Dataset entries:
<<<<

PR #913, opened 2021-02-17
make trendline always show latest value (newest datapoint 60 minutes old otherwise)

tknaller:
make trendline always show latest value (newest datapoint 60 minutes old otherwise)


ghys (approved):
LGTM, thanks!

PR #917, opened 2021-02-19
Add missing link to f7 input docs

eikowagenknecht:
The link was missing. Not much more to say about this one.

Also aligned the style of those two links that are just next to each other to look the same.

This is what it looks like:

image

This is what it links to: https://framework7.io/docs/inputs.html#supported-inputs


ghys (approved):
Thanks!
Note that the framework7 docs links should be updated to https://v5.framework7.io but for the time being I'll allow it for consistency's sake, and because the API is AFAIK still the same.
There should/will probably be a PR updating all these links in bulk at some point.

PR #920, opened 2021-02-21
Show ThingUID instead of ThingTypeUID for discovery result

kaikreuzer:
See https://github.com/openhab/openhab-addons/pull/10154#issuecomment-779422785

>>>>
<<<<

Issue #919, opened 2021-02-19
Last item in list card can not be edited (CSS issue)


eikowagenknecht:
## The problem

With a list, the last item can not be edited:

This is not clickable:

>>>>

Exercise details: Only lines of the data holding the word "https" go in the answer. Please copy each of them.

Task output:
This is what it links to: https://framework7.io/docs/inputs.html#supported-inputs
Note that the framework7 docs links should be updated to https://v5.framework7.io but for the time being I'll allow it for consistency's sake, and because the API is AFAIK still the same.
See https://github.com/openhab/openhab-addons/pull/10154#issuecomment-779422785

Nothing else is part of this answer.